Im NOT looking for JUST DO A GOOGLE SEARCH ANSWER! Please see below. 

I am trying to run a graphics program that needs support for OpenGl 1.3 version driver to be installed. I currently have V 1.1 on the system. 

I tried to update my video drivers for my video card, a ATI Fire GL X1. BUT after running the exe to update all the video drivers the driver version for the ATI fire Gl card dose not update in control panel/display adapters/ etc.. It is still the pervious version. In other words it dose not seam to update the drivers and the version number is the same as before I tried to install the update. I have rerun the .exe several times with the same results. 

Would the updated ATI Fire GL X1 driver install also include the OpenGL 1.3 update??? 
How do I know if my system & video card supports OpenGL Version 1.3?? 

ALL I really need to do is install the OpenGL 1.3 drivers. 

With all the LAME driver scan SCAM software’s out there I’m having trouble trying to find a direct down load link for Open GL 1.3 diver. Can someone provide a direct download link for OpenGL 1.3? 

Thanks


----------



## emosun (Oct 4, 2006)

Use driver cleanner or driver sweeper and completely remove your old driver before installing the new drivers.


----------



## Bill_B (Sep 24, 2009)

Emosun 

Based on the links you have pasted into my thread are you recommending one of these driver scan / installer programs? I was kind of thinking they were a scam. IF so what one do you think is best? 

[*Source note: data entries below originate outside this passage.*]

PR #1748, opened 2015-07-24
Use python2.7 explicitly

DoriftoShoes:
RHEL/CentOS6 uses Python 2.6 as the system Python. We need to explicitly point to the python2.7 binary in order for this to work out of the box on those hosts.

### DIFF
--- a/tools/st2ctl
+++ b/tools/st2ctl
@@ -6,7 +6,7 @@ LOGFILE="/tmp/st2_startup.log"
 WEBUI_LOG_FILE="/var/log/st2/st2web.log"
 COMPONENTS="st2actionrunner st2api st2auth st2sensorcontainer st2rulesengine mistral st2web st2resultstracker st2notifier"
 STANCONF="/etc/st2/st2.conf"
-PYTHON="which python2.7"
+PYTHON=`which python2.7`
 
 # AR is assumed to be an environment variable.
 if [ -z "$AR" ];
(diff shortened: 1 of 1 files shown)


Kami:
Does this work on all the supported distros? Also in places where Python 2.7 is already a default?

DoriftoShoes:
Yup.  From what I have seen each version of python ships with a binary like this.

```
[phool@fedora-staging201 ~]$ which python2.7
/usr/bin/python2.7
[phool@fedora-staging201 ~]$ cat /etc/redhat-release 
Fedora release 20 (Heisenbug)

##########

phool@ubuntu-staging201:~$ which python2.7
/usr/bin/python2.7
phool@ubuntu-staging201:~$ lsb_release -a
No LSB modules are available.
Distributor ID:	Ubuntu
Description:	Ubuntu 14.04.1 LTS
Release:	14.04
Codename:	trusty
```

tools/st2ctl
```diff
@@ -6,7 +6,7 @@ LOGFILE="/tmp/st2_startup.log"
 WEBUI_LOG_FILE="/var/log/st2/st2web.log"
 COMPONENTS="st2actionrunner st2api st2auth st2sensorcontainer st2rulesengine mistral st2web st2resultstracker st2notifier"
 STANCONF="/etc/st2/st2.conf"
-PYTHON=`which python`
```
manasdk: You could always check exit code != 0 and either bail out or switch to `which python`.

manasdk:
+1

tools/st2ctl
Kami: Yeah, I posted on the IRC the other day if it might make sense to ship our own wrapper script which detects the right path to Python 2.7 interpreter and use this as the shebang entry point.

This would be more robust, but I'm not sure if users / system admins would like this approach since it adds some indirection and it's not "unixy".

Kami: On a related note, we should probably use `#!/usr/bin/env python{2.7}` so it's easier for user to use a different Python interpreter without needing to modify the entry point script or use a symlink.

PR #1749, opened 2015-07-24
Adds proper Debian test in st2_deploy.sh

jfryman:
This commit adds a test that matches the test in `st2_bootstrap.sh`, allowing the installer to run on Debian systems.


jfryman:
Currently fails on Debian Jesse.

manasdk:
silly bash!

+1

PR #1754, opened 2015-07-27
Action alias requires a description

amaline:
Prior to 0.12 it seems like a description was not required, but it is now.


manasdk:
Thanks!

Also do you know if the Open GL 1.3 version would be in the most current install of the ATI driver install.


----------



## koala (Mar 27, 2005)

The latest ATI driver (version 8.583 from 2009) for the Fire GL X1 supports OpenGL 3.0 which will work with programs that require 1.3 - http://support.amd.com/us/gpudownlo...ype=2.4.3&product=2.4.3.3.2.3.14&lang=English

See here for more details on the OpenGL version supported by Catalyst 8.583 - http://news.softpedia.com/news/Down...Graphics-Drivers-for-ATI-FirePro-109025.shtml

DriverCleaner ($10 or 30 day free trial) and Driver Sweeper (freeware) are both legitimate and respected products that work well. Of the two, I prefer Driver Sweeper.


----------



## Bill_B (Sep 24, 2009)

koala

Thanks for the info, links & recommendations.


----------